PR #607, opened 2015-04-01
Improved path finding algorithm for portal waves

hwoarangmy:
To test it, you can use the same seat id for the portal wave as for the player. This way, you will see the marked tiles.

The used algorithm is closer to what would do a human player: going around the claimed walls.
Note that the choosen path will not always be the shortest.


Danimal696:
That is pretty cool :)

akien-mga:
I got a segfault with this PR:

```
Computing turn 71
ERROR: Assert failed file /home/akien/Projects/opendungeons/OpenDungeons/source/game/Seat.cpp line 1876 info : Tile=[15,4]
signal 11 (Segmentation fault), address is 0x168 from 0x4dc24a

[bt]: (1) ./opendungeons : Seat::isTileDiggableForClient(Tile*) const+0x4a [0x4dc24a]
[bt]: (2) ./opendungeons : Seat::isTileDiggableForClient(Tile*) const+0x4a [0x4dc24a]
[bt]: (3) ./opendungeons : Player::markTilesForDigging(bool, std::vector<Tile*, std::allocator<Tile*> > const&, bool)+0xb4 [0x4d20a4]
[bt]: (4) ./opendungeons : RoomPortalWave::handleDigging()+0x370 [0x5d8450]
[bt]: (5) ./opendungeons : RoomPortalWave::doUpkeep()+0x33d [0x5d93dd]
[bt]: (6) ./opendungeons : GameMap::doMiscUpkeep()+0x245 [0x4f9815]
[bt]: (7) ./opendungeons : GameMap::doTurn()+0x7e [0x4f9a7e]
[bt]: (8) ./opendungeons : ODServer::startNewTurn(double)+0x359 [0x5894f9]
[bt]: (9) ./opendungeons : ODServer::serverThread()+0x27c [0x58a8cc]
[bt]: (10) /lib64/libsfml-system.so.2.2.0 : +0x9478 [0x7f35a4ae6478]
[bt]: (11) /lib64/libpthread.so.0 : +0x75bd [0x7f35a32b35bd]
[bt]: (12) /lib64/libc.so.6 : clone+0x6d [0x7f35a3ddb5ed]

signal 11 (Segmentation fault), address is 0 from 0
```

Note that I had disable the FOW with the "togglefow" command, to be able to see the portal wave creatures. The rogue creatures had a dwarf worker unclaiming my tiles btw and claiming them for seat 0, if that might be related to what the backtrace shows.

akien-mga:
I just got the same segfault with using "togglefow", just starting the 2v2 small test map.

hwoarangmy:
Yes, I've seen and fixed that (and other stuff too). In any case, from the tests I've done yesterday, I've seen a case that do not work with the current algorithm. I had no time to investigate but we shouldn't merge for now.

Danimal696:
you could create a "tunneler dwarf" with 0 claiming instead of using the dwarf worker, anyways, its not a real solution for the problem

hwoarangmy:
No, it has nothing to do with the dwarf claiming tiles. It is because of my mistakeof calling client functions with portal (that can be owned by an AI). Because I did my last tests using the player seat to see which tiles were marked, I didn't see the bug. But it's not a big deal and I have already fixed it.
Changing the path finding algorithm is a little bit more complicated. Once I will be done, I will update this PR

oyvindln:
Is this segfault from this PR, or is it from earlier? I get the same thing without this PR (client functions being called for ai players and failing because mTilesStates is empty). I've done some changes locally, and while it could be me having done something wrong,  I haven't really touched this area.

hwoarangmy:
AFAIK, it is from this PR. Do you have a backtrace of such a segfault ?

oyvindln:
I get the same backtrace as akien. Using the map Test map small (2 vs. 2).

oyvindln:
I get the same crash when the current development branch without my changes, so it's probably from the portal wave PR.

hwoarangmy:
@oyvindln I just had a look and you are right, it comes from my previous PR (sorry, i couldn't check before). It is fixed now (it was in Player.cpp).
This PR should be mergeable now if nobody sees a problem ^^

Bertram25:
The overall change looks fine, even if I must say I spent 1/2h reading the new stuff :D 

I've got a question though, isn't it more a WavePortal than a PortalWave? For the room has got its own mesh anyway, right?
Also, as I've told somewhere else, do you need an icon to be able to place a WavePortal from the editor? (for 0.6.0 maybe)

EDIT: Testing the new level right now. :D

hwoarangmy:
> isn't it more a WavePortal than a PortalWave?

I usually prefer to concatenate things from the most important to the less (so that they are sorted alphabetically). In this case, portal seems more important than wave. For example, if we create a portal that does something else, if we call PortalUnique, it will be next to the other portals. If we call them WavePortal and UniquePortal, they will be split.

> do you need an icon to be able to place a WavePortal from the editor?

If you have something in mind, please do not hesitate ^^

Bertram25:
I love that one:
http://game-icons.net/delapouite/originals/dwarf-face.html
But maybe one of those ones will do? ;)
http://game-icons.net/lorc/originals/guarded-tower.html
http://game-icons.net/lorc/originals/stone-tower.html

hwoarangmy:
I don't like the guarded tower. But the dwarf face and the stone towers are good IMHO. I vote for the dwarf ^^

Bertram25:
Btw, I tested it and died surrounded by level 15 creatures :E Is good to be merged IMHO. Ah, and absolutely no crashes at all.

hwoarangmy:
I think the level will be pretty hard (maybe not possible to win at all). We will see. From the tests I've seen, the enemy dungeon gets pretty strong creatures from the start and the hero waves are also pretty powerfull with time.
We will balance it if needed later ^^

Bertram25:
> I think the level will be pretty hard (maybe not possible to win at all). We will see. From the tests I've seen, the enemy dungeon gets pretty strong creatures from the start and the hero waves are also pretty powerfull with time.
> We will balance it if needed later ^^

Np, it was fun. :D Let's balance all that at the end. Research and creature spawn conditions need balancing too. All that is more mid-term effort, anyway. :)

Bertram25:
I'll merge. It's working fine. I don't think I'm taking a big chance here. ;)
•••••
Exercise requirements: Output each line of the listing in which the string "editor" is found.

Result below:
Also, as I've told somewhere else, do you need an icon to be able to place a WavePortal from the editor? (for 0.6.0 maybe)
> do you need an icon to be able to place a WavePortal from the editor?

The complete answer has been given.